**PROBLEM TO WORK ON**
This exercise requires every record to be repeated exactly.

Saved data entries:

= = = = = = =

Issue #327, opened 2018-05-10
Icon should not have relative positioning with block={true}


swese44:
Icon has `position: relative` and `top: 2px` so it can render properly within a block of text. But this makes an Icon harder to position correctly when using `display: block` (to avoid extra vertical height from `line-height`).

PR #366, opened 2018-06-05
js styles for ActionLink

chrismohr:
1. Convert ActionLink styles to js
2. Add visual diffs for ActionLink hover state


src/components/Icon/Icon.css
```diff
@@ -12,6 +12,8 @@
 
 .y-icon__isBlock {
   display: block;
+  position: static;
+  margin-top: 0.2rem;
```
chrismohr: I was torn about adding the margin here.  Unless I'm missing something the alternative was to add wrapping blocks with push=2, to many uses of Icon.

src/components/MenuButton/MenuButton.md
```diff
@@ -6,13 +6,13 @@ Context menu should be used as a menu button where you want to provide options t
 
 MenuButton with default Icon, and all applicable children properties
 
-```js { "props": { "data-description": "with default icon and all menu item types" } }
+```js { "props": { "data-description": "with default icon and all menu item types", "data-action-states": "[{\"action\":\"none\"},{\"action\":\"click\",\"selector\":\".y-menu-button\"}]" } }
```
swese44: can you do all of these interactive diffs in a separate PR? the change required to fix #327 worries me a bit, it would be nice to have the screenshots in place for the current code first. thanks!

src/components/Icon/Icon.css
swese44: this actually won't work because we're adding 2px to the overall height of the Icon now. there are some tricky bits regarding #327, i'd suggest converting CSS first and then tackling #327 later (i'm not sure what the best solution is, we can put our heads together on it later)

src/components/ActionLink/ActionLink.tsx
```diff
@@ -55,12 +55,14 @@ export type ActionLinkProps = NavigationActionLinkProps | ClickableActionLinkPro
...
+    const classNames = getClassNames();
 
     const content = (
-      <FixedGridRow gutterSize={GutterSize.SMALL} className="y-actionLink--wrapper">
+      <FixedGridRow gutterSize={GutterSize.SMALL} className={classNames.wrapper}>
         <FixedGridColumn fixed={true}>
-          <Icon size={IconSize.MEDIUM} block={true} className="y-actionLink--icon" />
+          <Block push={2}>
+            <Icon size={IconSize.MEDIUM} block={true} />
+          </Block>
```
chrismohr: I'm probably missing something here, I used a Block instead of 

```css
.y-actionLink--icon {	
  margin-top: 0.4rem;	

  /* Remove when this is addressed: https://github.com/Microsoft/YamUI/issues/327 */	
  position: static;	
  top: 0;	
}
```

swese44: i think i left it as CSS because it was clear it needed to be updated when the issue was resolved, and lighter-weight solution. if you're going to move it to markup could you keep the comment with it?

chrismohr: I tried css, but switched back again, because the style was losing out to the styles on `.y-icon`.  I presume this is because the merge-styles are being loaded before the css styles.  I've added the comment above the render function.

= = = = = = =

**RESULT**
Issue #327, opened 2018-05-10
Icon should not have relative positioning with block={true}


swese44:
Icon has `position: relative` and `top: 2px` so it can render properly within a block of text. But this makes an Icon harder to position correctly when using `display: block` (to avoid extra vertical height from `line-height`).

PR #366, opened 2018-06-05
js styles for ActionLink

chrismohr:
1. Convert ActionLink styles to js
2. Add visual diffs for ActionLink hover state


src/components/Icon/Icon.css
```diff
@@ -12,6 +12,8 @@
 
 .y-icon__isBlock {
   display: block;
+  position: static;
+  margin-top: 0.2rem;
```
chrismohr: I was torn about adding the margin here.  Unless I'm missing something the alternative was to add wrapping blocks with push=2, to many uses of Icon.

src/components/MenuButton/MenuButton.md
```diff
@@ -6,13 +6,13 @@ Context menu should be used as a menu button where you want to provide options t
 
 MenuButton with default Icon, and all applicable children properties
 
-```js { "props": { "data-description": "with default icon and all menu item types" } }
+```js { "props": { "data-description": "with default icon and all menu item types", "data-action-states": "[{\"action\":\"none\"},{\"action\":\"click\",\"selector\":\".y-menu-button\"}]" } }
```
swese44: can you do all of these interactive diffs in a separate PR? the change required to fix #327 worries me a bit, it would be nice to have the screenshots in place for the current code first. thanks!

src/components/Icon/Icon.css
swese44: this actually won't work because we're adding 2px to the overall height of the Icon now. there are some tricky bits regarding #327, i'd suggest converting CSS first and then tackling #327 later (i'm not sure what the best solution is, we can put our heads together on it later)

src/components/ActionLink/ActionLink.tsx
```diff
@@ -55,12 +55,14 @@ export type ActionLinkProps = NavigationActionLinkProps | ClickableActionLinkPro
...
+    const classNames = getClassNames();
 
     const content = (
-      <FixedGridRow gutterSize={GutterSize.SMALL} className="y-actionLink--wrapper">
+      <FixedGridRow gutterSize={GutterSize.SMALL} className={classNames.wrapper}>
         <FixedGridColumn fixed={true}>
-          <Icon size={IconSize.MEDIUM} block={true} className="y-actionLink--icon" />
+          <Block push={2}>
+            <Icon size={IconSize.MEDIUM} block={true} />
+          </Block>
```
chrismohr: I'm probably missing something here, I used a Block instead of 

```css
.y-actionLink--icon {	
  margin-top: 0.4rem;	

  /* Remove when this is addressed: https://github.com/Microsoft/YamUI/issues/327 */	
  position: static;	
  top: 0;	
}
```

swese44: i think i left it as CSS because it was clear it needed to be updated when the issue was resolved, and lighter-weight solution. if you're going to move it to markup could you keep the comment with it?

chrismohr: I tried css, but switched back again, because the style was losing out to the styles on `.y-icon`.  I presume this is because the merge-styles are being loaded before the css styles.  I've added the comment above the render function.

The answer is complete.